───── Data

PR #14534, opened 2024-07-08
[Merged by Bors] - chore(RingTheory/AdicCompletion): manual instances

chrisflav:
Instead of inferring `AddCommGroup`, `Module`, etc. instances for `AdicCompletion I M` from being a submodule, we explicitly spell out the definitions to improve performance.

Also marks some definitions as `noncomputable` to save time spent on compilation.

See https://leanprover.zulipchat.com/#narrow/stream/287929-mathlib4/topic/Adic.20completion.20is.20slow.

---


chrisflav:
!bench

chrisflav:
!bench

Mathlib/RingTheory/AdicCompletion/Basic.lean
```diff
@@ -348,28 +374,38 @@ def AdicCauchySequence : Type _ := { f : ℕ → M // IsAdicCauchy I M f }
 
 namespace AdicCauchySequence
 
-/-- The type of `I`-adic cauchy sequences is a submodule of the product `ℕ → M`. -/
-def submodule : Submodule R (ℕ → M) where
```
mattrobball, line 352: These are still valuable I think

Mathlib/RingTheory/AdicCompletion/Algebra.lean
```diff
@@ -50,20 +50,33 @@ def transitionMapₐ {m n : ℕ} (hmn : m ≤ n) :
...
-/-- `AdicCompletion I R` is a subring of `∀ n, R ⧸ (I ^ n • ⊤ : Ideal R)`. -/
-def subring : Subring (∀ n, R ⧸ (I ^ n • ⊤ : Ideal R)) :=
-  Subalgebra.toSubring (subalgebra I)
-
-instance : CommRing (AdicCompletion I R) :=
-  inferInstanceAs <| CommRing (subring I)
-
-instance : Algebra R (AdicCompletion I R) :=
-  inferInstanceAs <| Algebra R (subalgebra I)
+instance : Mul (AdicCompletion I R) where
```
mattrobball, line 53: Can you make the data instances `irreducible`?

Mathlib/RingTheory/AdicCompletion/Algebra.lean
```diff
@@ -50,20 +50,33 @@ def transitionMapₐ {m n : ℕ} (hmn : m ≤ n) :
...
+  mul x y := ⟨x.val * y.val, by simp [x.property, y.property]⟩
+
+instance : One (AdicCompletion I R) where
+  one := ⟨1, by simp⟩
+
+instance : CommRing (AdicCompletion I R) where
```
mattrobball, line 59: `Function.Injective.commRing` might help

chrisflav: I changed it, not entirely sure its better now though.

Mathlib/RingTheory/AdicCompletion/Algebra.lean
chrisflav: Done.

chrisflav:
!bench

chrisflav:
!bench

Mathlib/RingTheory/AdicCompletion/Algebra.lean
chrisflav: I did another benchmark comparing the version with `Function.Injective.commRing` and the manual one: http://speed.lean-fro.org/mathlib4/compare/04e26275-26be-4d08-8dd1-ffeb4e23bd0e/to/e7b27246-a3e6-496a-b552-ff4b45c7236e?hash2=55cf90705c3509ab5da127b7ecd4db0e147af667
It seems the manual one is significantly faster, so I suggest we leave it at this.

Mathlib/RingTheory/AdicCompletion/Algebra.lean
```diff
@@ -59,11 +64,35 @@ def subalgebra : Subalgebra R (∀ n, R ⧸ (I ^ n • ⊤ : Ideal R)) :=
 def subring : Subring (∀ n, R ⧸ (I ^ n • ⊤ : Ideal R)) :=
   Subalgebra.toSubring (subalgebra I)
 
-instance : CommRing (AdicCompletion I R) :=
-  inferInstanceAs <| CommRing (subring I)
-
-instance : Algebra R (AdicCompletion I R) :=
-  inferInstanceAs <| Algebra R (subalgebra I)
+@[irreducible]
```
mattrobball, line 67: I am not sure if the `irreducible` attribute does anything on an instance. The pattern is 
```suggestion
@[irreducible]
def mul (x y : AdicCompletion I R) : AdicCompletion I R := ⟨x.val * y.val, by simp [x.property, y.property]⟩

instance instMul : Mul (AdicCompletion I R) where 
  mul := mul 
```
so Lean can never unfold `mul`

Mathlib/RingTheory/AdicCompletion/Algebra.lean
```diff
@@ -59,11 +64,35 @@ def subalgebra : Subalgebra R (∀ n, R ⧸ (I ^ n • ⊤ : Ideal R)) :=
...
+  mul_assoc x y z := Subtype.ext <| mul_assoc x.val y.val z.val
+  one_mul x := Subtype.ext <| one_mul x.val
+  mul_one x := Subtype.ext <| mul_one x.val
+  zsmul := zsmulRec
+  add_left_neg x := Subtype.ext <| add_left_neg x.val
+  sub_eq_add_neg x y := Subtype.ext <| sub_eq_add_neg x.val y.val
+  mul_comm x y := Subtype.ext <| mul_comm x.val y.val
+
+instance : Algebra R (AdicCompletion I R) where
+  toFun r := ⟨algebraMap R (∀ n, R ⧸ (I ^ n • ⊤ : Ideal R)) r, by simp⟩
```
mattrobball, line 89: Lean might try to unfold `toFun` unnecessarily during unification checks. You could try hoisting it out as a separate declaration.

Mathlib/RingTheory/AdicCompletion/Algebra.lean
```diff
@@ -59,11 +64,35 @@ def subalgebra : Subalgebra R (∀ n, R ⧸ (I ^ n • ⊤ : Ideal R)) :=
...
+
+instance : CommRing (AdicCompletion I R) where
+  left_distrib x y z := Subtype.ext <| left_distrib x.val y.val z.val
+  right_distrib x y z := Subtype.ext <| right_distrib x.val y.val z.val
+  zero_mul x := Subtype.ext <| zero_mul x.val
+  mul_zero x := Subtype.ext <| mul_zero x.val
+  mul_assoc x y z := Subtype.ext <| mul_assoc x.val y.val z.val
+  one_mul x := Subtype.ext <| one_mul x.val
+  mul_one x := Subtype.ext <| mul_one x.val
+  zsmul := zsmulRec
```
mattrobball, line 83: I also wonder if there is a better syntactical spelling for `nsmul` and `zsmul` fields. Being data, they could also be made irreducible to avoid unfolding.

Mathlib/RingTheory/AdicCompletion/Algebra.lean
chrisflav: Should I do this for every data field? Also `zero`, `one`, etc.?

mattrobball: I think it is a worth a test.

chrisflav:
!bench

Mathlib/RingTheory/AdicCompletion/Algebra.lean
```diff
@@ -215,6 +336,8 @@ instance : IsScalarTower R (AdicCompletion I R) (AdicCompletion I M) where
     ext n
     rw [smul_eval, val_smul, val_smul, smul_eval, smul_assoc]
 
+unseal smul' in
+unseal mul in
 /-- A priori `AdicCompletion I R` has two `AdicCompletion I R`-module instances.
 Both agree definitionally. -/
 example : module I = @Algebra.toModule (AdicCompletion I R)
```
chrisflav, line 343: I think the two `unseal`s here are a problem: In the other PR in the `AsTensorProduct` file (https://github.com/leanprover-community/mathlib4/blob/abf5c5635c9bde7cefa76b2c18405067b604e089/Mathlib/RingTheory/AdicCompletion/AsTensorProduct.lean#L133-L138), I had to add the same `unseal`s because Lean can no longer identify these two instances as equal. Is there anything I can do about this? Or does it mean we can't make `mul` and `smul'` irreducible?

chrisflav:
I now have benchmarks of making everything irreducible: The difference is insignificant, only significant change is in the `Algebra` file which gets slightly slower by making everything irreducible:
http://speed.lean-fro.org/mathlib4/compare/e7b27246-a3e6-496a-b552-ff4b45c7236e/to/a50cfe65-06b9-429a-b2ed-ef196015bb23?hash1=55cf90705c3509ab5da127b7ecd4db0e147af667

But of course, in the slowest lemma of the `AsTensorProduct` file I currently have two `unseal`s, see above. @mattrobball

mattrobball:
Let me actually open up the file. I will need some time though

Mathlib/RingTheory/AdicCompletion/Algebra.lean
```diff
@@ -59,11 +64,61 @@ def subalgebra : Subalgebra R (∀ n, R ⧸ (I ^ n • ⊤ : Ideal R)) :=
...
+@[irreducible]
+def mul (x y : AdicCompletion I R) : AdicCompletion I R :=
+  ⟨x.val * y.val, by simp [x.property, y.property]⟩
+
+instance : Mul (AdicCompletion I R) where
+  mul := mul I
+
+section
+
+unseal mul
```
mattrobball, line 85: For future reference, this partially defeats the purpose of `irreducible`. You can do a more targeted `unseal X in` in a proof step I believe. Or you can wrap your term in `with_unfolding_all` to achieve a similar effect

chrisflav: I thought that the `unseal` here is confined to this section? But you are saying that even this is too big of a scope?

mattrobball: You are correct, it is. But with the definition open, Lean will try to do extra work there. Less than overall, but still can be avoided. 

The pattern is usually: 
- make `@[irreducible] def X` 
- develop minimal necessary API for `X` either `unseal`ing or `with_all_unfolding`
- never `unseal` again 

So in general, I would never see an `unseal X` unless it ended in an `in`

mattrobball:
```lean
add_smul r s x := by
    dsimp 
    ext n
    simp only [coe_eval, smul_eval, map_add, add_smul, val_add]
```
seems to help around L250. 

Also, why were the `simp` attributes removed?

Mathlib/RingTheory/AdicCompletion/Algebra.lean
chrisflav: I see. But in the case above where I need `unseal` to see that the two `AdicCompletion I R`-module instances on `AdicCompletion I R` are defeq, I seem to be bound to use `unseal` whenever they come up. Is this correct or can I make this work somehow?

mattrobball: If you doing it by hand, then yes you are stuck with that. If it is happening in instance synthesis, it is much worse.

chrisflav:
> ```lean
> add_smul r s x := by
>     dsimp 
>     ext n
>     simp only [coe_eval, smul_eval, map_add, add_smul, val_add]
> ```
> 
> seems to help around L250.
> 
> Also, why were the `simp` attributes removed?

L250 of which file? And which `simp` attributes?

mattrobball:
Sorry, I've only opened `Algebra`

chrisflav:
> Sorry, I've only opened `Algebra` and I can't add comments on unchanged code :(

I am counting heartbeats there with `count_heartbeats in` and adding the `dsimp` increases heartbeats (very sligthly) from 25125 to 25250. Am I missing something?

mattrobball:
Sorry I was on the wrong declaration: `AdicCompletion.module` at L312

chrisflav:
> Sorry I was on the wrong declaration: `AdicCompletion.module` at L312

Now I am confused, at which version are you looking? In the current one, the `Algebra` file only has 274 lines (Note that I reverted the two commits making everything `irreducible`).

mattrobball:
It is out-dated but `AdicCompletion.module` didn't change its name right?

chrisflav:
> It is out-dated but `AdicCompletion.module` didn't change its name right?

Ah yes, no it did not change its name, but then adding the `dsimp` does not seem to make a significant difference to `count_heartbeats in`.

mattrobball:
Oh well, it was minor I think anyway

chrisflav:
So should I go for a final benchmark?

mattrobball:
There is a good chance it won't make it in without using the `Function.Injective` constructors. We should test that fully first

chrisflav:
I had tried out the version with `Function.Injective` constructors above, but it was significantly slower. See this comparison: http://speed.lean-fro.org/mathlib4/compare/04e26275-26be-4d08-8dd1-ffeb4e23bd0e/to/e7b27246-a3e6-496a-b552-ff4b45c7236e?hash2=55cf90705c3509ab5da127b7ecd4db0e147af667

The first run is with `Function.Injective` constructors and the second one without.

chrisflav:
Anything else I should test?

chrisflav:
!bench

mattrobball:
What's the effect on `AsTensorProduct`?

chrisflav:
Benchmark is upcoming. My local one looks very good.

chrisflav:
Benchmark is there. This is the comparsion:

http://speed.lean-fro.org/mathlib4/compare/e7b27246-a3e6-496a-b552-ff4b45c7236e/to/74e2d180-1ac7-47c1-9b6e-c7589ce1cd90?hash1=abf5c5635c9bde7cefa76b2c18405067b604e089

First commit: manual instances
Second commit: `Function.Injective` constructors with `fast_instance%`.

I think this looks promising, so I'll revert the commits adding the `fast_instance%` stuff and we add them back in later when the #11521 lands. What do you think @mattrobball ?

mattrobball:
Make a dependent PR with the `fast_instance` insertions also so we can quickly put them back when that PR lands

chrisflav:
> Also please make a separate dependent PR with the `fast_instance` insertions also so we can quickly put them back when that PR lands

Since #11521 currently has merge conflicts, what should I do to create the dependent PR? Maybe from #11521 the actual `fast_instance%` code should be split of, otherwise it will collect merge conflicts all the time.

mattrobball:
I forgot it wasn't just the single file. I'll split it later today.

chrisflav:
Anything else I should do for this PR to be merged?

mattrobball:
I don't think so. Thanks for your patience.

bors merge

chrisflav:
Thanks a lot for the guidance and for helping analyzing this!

──────────

• [Your task]:
Please retype the top of the data exactly, down to and including the line that holds "mattrobball, line 53: Can", and nothing further.

• [Your solution]:
PR #14534, opened 2024-07-08
[Merged by Bors] - chore(RingTheory/AdicCompletion): manual instances

chrisflav:
Instead of inferring `AddCommGroup`, `Module`, etc. instances for `AdicCompletion I M` from being a submodule, we explicitly spell out the definitions to improve performance.

Also marks some definitions as `noncomputable` to save time spent on compilation.

See https://leanprover.zulipchat.com/#narrow/stream/287929-mathlib4/topic/Adic.20completion.20is.20slow.

---


chrisflav:
!bench

chrisflav:
!bench

Mathlib/RingTheory/AdicCompletion/Basic.lean
```diff
@@ -348,28 +374,38 @@ def AdicCauchySequence : Type _ := { f : ℕ → M // IsAdicCauchy I M f }
 
 namespace AdicCauchySequence
 
-/-- The type of `I`-adic cauchy sequences is a submodule of the product `ℕ → M`. -/
-def submodule : Submodule R (ℕ → M) where
```
mattrobball, line 352: These are still valuable I think

Mathlib/RingTheory/AdicCompletion/Algebra.lean
```diff
@@ -50,20 +50,33 @@ def transitionMapₐ {m n : ℕ} (hmn : m ≤ n) :
...
-/-- `AdicCompletion I R` is a subring of `∀ n, R ⧸ (I ^ n • ⊤ : Ideal R)`. -/
-def subring : Subring (∀ n, R ⧸ (I ^ n • ⊤ : Ideal R)) :=
-  Subalgebra.toSubring (subalgebra I)
-
-instance : CommRing (AdicCompletion I R) :=
-  inferInstanceAs <| CommRing (subring I)
-
-instance : Algebra R (AdicCompletion I R) :=
-  inferInstanceAs <| Algebra R (subalgebra I)
+instance : Mul (AdicCompletion I R) where
```
mattrobball, line 53: Can you make the data instances `irreducible`?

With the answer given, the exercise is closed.